How to improve your sight reading with WKMT London
Piano students develop many areas at the same time: the piano technique, the musical notation, the expressiveness and the control of all demand years of practice. But even accomplished pianists face the challenge of sight-reading, and this is the primary concern for any piano tutor, as they know how much hard work and skills need to be developed to be a good sight-reader.
That key is to organise yourself when you face a music score for the first time. Alvaro Sisti says, “there isn’t any worst mistake than sitting in the piano, opening the book, and trying to play without stopping to think about a strategy first.”
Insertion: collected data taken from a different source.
PR #232, opened 2022-05-04
Simple fix to allow for non-bonding species in 3dmol

rosecers:
Allows users to designate non-bonding items as type 'X', which is typically reserved for generalized entities in ase without known bonding nature (so it's appropriate)

### DIFF
--- a/src/structure/3dmol/assignBonds.ts
+++ b/src/structure/3dmol/assignBonds.ts
@@ -87,6 +87,7 @@ function bondLength(elem: string): number {
 // return true if atom1 and atom2 are probably bonded to each other
 // based on distance alone
 function areConnected(atom1: AtomSpec, atom2: AtomSpec) {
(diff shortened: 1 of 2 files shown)


src/structure/3dmol/assignBonds.ts
```diff
@@ -87,6 +87,7 @@ function bondLength(elem: string): number {
 // return true if atom1 and atom2 are probably bonded to each other
 // based on distance alone
 function areConnected(atom1: AtomSpec, atom2: AtomSpec) {
+    if (atom1.elem === "X" || atom2.elem === "X") return false;
```
Luthaf, line 90:
```suggestion
    if (atom1.elem === "X" || atom2.elem === "X") {
        return false;
    }
```

should fix the prettier issue

Luthaf (approved):

PR #233, opened 2022-05-18
Fixed an infinite-loop condition due to the auto-updating settings

ceriottm:
* Added a flag to disable auto-update
* Use the flag to avoid trigger an update when changes happen on the JS side
* Also streamlined a bit the widgets using a base class

### DIFF
--- a/python/nbextension/src/widget.ts
+++ b/python/nbextension/src/widget.ts
@@ -9,15 +9,69 @@ import 'bootstrap/dist/js/bootstrap.min.js';
 import { DefaultVisualizer, MapVisualizer, StructureVisualizer } from '../../../src/index';
 import { Dataset, Settings } from '../../../src/dataset';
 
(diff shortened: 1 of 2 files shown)


python/nbextension/src/widget.ts
```diff
@@ -9,15 +9,69 @@ import 'bootstrap/dist/js/bootstrap.min.js';
 import { DefaultVisualizer, MapVisualizer, StructureVisualizer } from '../../../src/index';
 import { Dataset, Settings } from '../../../src/dataset';
 
+
+class CSBaseView extends DOMWidgetView {
```
Luthaf, line 13:
```suggestion
class ChemiscopeBaseView extends DOMWidgetView {
```

removes the need to guess what `CS` means here

Luthaf (approved):

PR #236, opened 2022-06-13
Isolate the structure component

slietar:
Not much new here, the isolation logic is similar to that of #220. It should work correctly on Jupyter Notebook and Lab.


Luthaf (approved):
This looks good and works fine!

PR #238, opened 2022-06-21
Isolate the metadata panel

Luthaf:
This PR contains two commits: the first one removes the guid from the structure viewer (as far as I understand, it is no longer required since everything moved to a shadow root, and different roots can have the same id inside); and the second moves the metadata panel to a shadow root.

@slietar would you have some time to review this?

### DIFF
--- a/app/app.ts
+++ b/app/app.ts
@@ -47,7 +47,7 @@ export class ChemiscopeApp {
             <div class="row">
                 <div class="col-md-6" style="padding: 0">
                     <div class="ratio ratio-1x1">
-                        <div id="chemiscope-meta"></div>
+                        <div id="chemiscope-meta" style="z-index: 10"></div>
                         <div id="chemiscope-map" style="position: absolute"></div>
                     </div>
                 </div>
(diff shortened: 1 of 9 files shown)


slietar:
Sure, I'll review this as soon as I can!

slietar:
The metadata panel works well except for removal (e.g. by selecting another example in the application). I get this error: `NotSupportedError: Failed to execute 'attachShadow' on 'Element': Shadow root cannot be created on a host which already hosts a shadow tree.`, caused by the fact that you're only removing the shadow root's contents and not the shadow root itself.

Since shadow roots cannot be removed, I think you need to add one more `<div>` element as a parent of the shadow root (I called it `hostElement`, [see here](https://github.com/lab-cosmo/chemiscope/blob/421835df8d9ce1196fb3c4aebce007d5bac5afd3/src/map/map.ts#L240-L247)) and remove that element. There might be a more straightforward way of doing it though.

slietar:
It looks good to me this time! I have the PR for the touchscreen fix and the one for the info isolation ready, I'll create them as soon as you merge this one.

PR #240, opened 2022-07-28
Fix map click offset on touch screens

slietar:


Luthaf (approved):
That works great, thanks a lot!

PR #241, opened 2022-08-18
Isolate the info component

slietar:
This PR isolates the last component of Chemiscope which is the info panel. The `Collapse` class is also updated to support the `data-bs-parent` attribute of [Bootstrap](https://getbootstrap.com/docs/5.2/components/collapse).


Luthaf:
Sorry, this fell off my radar for some reason. Thanks a lot!

slietar:
Thanks!

PR #247, opened 2022-09-03
Fixed and tweaked the styling of widgets in a jupyter notebook

ceriottm:
There were several quirks with the widgets - invisible scrollbar, invisible meta label, ...
This should fix them.

### DIFF
--- a/src/index.ts
+++ b/src/index.ts
@@ -24,6 +24,7 @@ import {
     WarningHandler,
     addWarningHandler,
     getNextColor,
+    sendWarning,
 } from './utils';
 
 import './static/chemiscope.css';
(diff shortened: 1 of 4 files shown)


src/index.ts
```diff
@@ -613,7 +613,16 @@ class MapVisualizer {
...
-        const n_structure = dataset.properties[Object.keys(dataset.properties)[0]].values.length;
+
+        // unless all properties have atom targets, we assume the map is meant to represent structures
+        let n_structure = 0;
+        for (const key of Object.keys(dataset.properties)) {
+            n_structure = dataset.properties[key].values.length;
+            if (dataset.properties[key].target === 'structure') {
+                break;
+            }
+        }
```
Luthaf, line 624: Why is this? The default for the other viewer is to use per-atom properties if environments are present, otherwise use per-structure properties.

ceriottm: I had this problem where a dataset of structures that had stray environment properties in it was completely broken when showing a map-only viewer. When we do a combined view it can use info on whether environments are in, here it relies only on counting the number of entries in the first property. For sure it was a bug, whether this is the right way to fix it, I'm open to alternative strategies.

Luthaf: Do you have the notebook around? It might be possible to fix this by detecting the presence/absence of the `environments` parameter instead

PR #248, opened 2022-09-12
Stop automatically extracting properties from frames

Luthaf:
Instead, we provide functions to decide what properties one wants to extract

Code like this

```py
chemiscope.input(
    frames=my_frames,
    properties=my_properties,
   ...
)

# only frame properties
chemiscope.input(
    frames=my_frames,
   ...
)
```

Should now be like this

```py
frame_properties = chemiscope.extract_properties(my_frames)
my_properties.update(frame_properties)

chemiscope.input(
    frames=my_frames,
    properties=my_properties,
   ...
)

# only frame properties
chemiscope.input(
    frames=my_frames,
    properties=chemiscope.extract_properties(my_frames),
   ...
)
```

----

I think this makes the API less surprising/less magical, and make it easier for users to select a subset of properties out of the frames.

It also helps on the developer side by reducing the explosion of parameters, for example `composition` is now a separate function that users can decide to use or not. Similar function could compute a basic SOAP representation and project it in 2 dimensions for nicer integration with lib-rascal-ine, etc.

However, this is breaking enough to warrant a bit of discussion and releasing it in a new version (0.5) altogether.


python/chemiscope/input.py
```diff
@@ -245,46 +159,38 @@ def create_input(
...
+                if len(properties_list) != 0:
+                    properties_list += " and "
+                properties_list += "[" + ", ".join(atom_properties) + "]"
+
+            if len(properties_list) != 0:
+                warnings.warn(
+                    "chemiscope behavior changed to no longer include properties "
+                    "from the structure objects. Use `chemiscope.extract_properties` "
+                    f"to also visualize these properties ({properties_list})"
+                )
```
Luthaf, line 193: this warning will inform users of the change in behavior once they update to the new version. Hopefully it is clear enough!

ceriottm: I am against having error messages that refer to previous behavior. Require keeping track to remove them at the next version bump, which I think we don't have the scale to do. I suggest that we don't show a message if properties are provided explicitly, and if someone only passes frames and asks for a map-containing visualization we could write something like "Structure or atom properties have to be provided using the `properties` keyword. If you are using an atoms frames that also contain properties, you can use `chemiscope.extract_properties` to retrieve them in a format suitable to be used in this context."

ceriottm:
Also, I suggest we aim to have jupyter-lab integration for 0.5 ^_^

Luthaf:
> Also, I suggest we aim to have jupyter-lab integration for 0.5 ^_^

Yes, that's my plan: this PR and jupyter-lab will go into 0.5

python/chemiscope/input.py
ceriottm: Yeah I'm worried about too many warnings (that BTW don't disappear automatically in jupyter as far as I could tell). 
I don't have very strong feelings overall, I'd happily wait for you to converge on something that makes sense to you and then test it to give feedback.

PR #264, opened 2022-12-31
Changed structure viewer to use playback delay as a savable option

ceriottm:
It's nice to be able to set (and save) the playback delay, which was impossible because it was not part of the structure options. This adds a playbackDelay option that is saved in the dataset json, and is accessible from Python as well, and removes some (IMO) unnecessary special handling of playbackDelay inside ViewersGrid. 

Also, moves from using tens of second to milliseconds as units, which seems more natural.


Luthaf (approved):
looks good!

PR #266, opened 2023-01-18
Improve error message when the user forgets to specify environments

### LINKED ISSUE #216: Wrong error message when cutoff is missing for plotting atomic properties
When the cutoff is missing in
```python
a = 5
GaAs_cubic = ase.Atoms("8Ga", positions=[[0,0,0], [a,0,0], [0,a,0], [0,0,a], [a,a,0], [a,0,a], [0,a,a], [a,a,a]], cell=[a,a,a])
properties = {}
properties["name1"] = {
                "target": "atom",
                "values": list(range(len(GaAs_cubic))),
                "units": "foo",
                "description": "foo"
            }

properties["name2"] = {
                "target": "atom",
                "values": list(range(len(GaAs_cubic))),
                "units": "foo",
                "description": "foo"
            }

cs = chemiscope.show([GaAs_cubic], properties=properties, mode="default")
display(cs)
```
The error message is 

> Error: we need at least two properties to plot in the map, we have none

While it should be something like

> Error: Cutoff must be given

or even set to a default to no cutoff, if this is possible.

Error message comes from 
https://github.com/lab-cosmo/chemiscope/blob/83b85b3ada8708508c5d93821da6c231b1ccf43b/src/map/options.ts#L95
Checks are done here
https://github.com/lab-cosmo/chemiscope/blob/83b85b3ada8708508c5d93821da6c231b1ccf43b/src/dataset.ts#L294

Luthaf:
Fixes #216

### DIFF
--- a/src/indexer.ts
+++ b/src/indexer.ts
@@ -178,14 +178,9 @@ export class EnvironmentIndexer {
         }
     }
 
-    /** Get the total number of environments currently being displayed */
-    public environmentsCount(): number {
-        if (this.mode === 'atom') {
-            assert(this._environments !== undefined);
-            return this._environments.length;
-        } else {
-            return this._structures.length;
-        }
+    /** Does this Indexer knows about atom-centered environments? */
+    public hasEnvironments(): boolean {
+        return this._environments !== undefined;
     }
 
     /** Get the total number of structures we know about */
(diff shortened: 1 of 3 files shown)


agoscinski:
Verified new error message is now
>Error: could not find enough structure properties to display, but there are atom properties. Please provide the environment list to display them

providing an environment list is enforcing to provide a cutoff

Luthaf:
Thanks for checking this!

We will begin with Overall check. We need to focus on analysing what we have in the score to recognise changes, structure, patterns, so they don’t catch us by surprise when we are playing: identify the key signature, and the time signature first, both are the main guide you will have when you start playing the piece.
Then, the rhythmic patterns! In various genres, the music is often composed over repeated patterns that we can easily follow if we know where the repetitions are.
Once the first steps are done...
We will focus on the subtle elements. The first one on our list is the articulation that a piece can present: We need to identify all the different assets like slurs, staccato, tenuto, accent, staccato-legato, and everything that show us how to play each note.
Following the articulations, we have the appearance ( or not) of any accidentals in the music; this is especially important if we are reading a piece in a minor mode, as it is widespread to have harmonic or melodic minor scales.
Shifts are one of the main concerns when we sight read as well. Then we need to determine in which places we will move our hands into a new position. This skill can take years to get used to, but there are a couple of tips you can follow.
Alvaro gives us this advice: "Something that may sound a bit basic but always good to remember is, as we have, for instance, an ascending pattern of semiquavers in the right hand, the best idea is to catch it with the thumb. If we have an ascending passage in the left hand, we will start with the pinky."
Once the previous overall check is done, We can finally start reading!